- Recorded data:
PR #1315, opened 2021-02-10
update mechanism to install beta

tehn:
added `releases.txt` which acts like a catalog

SYSTEM > UPDATE now queries this file (remotely, the live version on github, not the local copy)

normal update is exactly the same, checks against version.

if K1 is held when entering UPDATE, you are presented with two options: stable and beta, select-able with E2.

this allows forced re-update of stable, or installation of beta. theoretically this allows people to switch between both versions.

the backend is the same, ie update.sh. there will be no "reversion" of system-level changes (ie packages, systemctl units, etc), so we need to be aware about that going forward.

will do some additional testing when i get a non-dev unit, but initial tests show all is well.

ps. right now the `releases.txt` just has stable and beta pointing at the same files. we can update what these point to by commiting to `main` whenever, so this adds the benefit of having the system not live-query the github releases API, which had some people accidentally updating early when something wasn't finished.

### DIFF
--- a/lua/core/menu/update.lua
+++ b/lua/core/menu/update.lua
@@ -1,29 +1,28 @@
 local m = {
-  url = '',
+  alt = false,
+  install = 1,
   version = ''
 }
+
+local releases = {}
+local VER = { 1="stable", 2="beta" }
 
 local function checked() print("what??") end
 local function get_update_2() end
 
 local function check_newest()
   print("checking for update")
+  if m.alt then print("stable and beta") end
   norns.system_cmd( [[curl -s \
-      https://api.github.com/repos/monome/norns/releases/latest \
-      | grep "browser_download_url.*" \
-      | cut -d : -f 2,3 \
-      | tr -d \"]],
+      https://raw.githubusercontent.com/monome/norns/main/releases.txt \
+      ]],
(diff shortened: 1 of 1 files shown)


tehn:
reconfirmed this is working on a fresh non-dev unit.

happy to merge this as-is after someone gives it a quick glimpse, just to approve of my methodology.

catfact (approved):
at a glance: it looks ok, and i'm sure it works, but it strikes me as weird to have repeatedly hardcoded "stable" and "beta" as release names when this could easily be in the descriptor at `norns/main/releases.txt`. and on a related note, whey use `match` and `gsub` when the descriptor is already a valid lua chunk?

```
releases = { 
  stable = { version = ..., url = ..., sha = ...},
 beta = { version = ..., url = ..., sha = ...},
}
```

and in update.lua

```
checked - function(result)
   releases = load(result)
   VER = {}
   for k,v in pairs(releases) do table.insert(VER, k) end
   ...
end
```

but this is pretty minor of course and can be cleaned up post facto

tehn:
good suggestions and i like that `releases.txt` format a lot better. will do a cleanup/test prior to merge

PR #1316, opened 2021-02-15
added missing fonts to api documentation

hiqualityh2o:
While trying to insert some special characters into my project i checked this part of the API to find only 14 font faces on norns. Later, the "Foundry"-App was pointed out to me, which made me aware of all the different fonts available.

I am not sure if the API-list was truncated on purpose, if not, here is a proposal for a complete list of fonts.

### DIFF
--- a/doc/modules/screen.html
+++ b/doc/modules/screen.html
@@ -942,6 +942,59 @@
 <p> 12 Roboto Medium Italic
 <p> 13 Roboto Bold Italic
 <p> 14 Roboto Black Italic
+<p> 15 VeraBd
+<p> 16 VeraBI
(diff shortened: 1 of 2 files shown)


tehn (changes requested):
this is an auto-generated file, so what actually needs to be edited is here: https://github.com/monome/norns/blob/main/lua/core/screen.lua#L186

(i see no need for a line in between each font also)

thanks!

hiqualityh2o:
I see. I edited the screen.lua file accordingly, hope this is fine now.

tehn (approved):
perfect, thank you!

PR #1317, opened 2021-02-18
update softcut

catfact:
update softcut submodule


tehn (approved):

tehn:
augh was overenthusiastic, something is not right. will create a proper test scenario.

catfact:
alright I will look more closely

catfact:
i am not seeing any unexpected behavior....

catfact:
pushed another change to reset fade time as well. 

if you had long fade time, it might be confusing in something like the `recdub` study. because changing the rate alone would do this:
- you hear a sweep in buffer playback pitch over the duration of the xfade
- on repeated passes, the playback pitch sounds normal because write- and read-rates are identical (and pre==0)

so it sounds almost like the rate rises, and then decays back to unity.

tehn:
this makes sense, and sounds like what i was witnessing

PR #1323, opened 2021-03-04
update OSC handler signatures

catfact:
this avoids a warning/error on some newer `gcc`s (`-Werror=incompatible-pointer-types`) for functions with `void*` parameters.

### DIFF
--- a/lua/core/menu/home.lua
+++ b/lua/core/menu/home.lua
@@ -61,22 +61,24 @@ m.redraw = function()
   else
     screen.level(1)
     if norns.is_norns then
-      screen.move(0,10)
-      screen.text("BAT " .. norns.battery_percent)
-      screen.move(36,10)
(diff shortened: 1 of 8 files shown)


tehn (approved):

tehn:
@catfact this last merge broke compilation on-device (gcc6)

> ../matron/src/oracle.c:82:18: error: ‘struct lo_message_’ declared inside parameter list will not be visible outside of this definition or declaration [-Werror] struct lo_message_ *data, void *user_data);

causes a cascade of other errors.

i'm trying to figure it out but this technique is pretty opaque

tehn:
of course

s/struct lo_message_/void/g

fixes it, but that basically undoes your fix for later gcc's

catfact:
Ok I see, thanks, sorry. I think there is a fix for both

PR #118, opened 2026-08-15

xun-li99:
Adds a third stream to `/api/changes`: power-transfer events, so a sweep of the catch-up feed can see when the door's power moved — not just posts and comments.

**What is in the stream**
- Write refusals (`screen_refusals`) as `kind: "refusal"` rows with the rule id and author, no matched text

- PROBLEM REQUIREMENTS:
Search the entries for the word "edited", then copy every line in which it is found.

- YOUR RESPONSE:
this is an auto-generated file, so what actually needs to be edited is here: https://github.com/monome/norns/blob/main/lua/core/screen.lua#L186
I see. I edited the screen.lua file accordingly, hope this is fine now.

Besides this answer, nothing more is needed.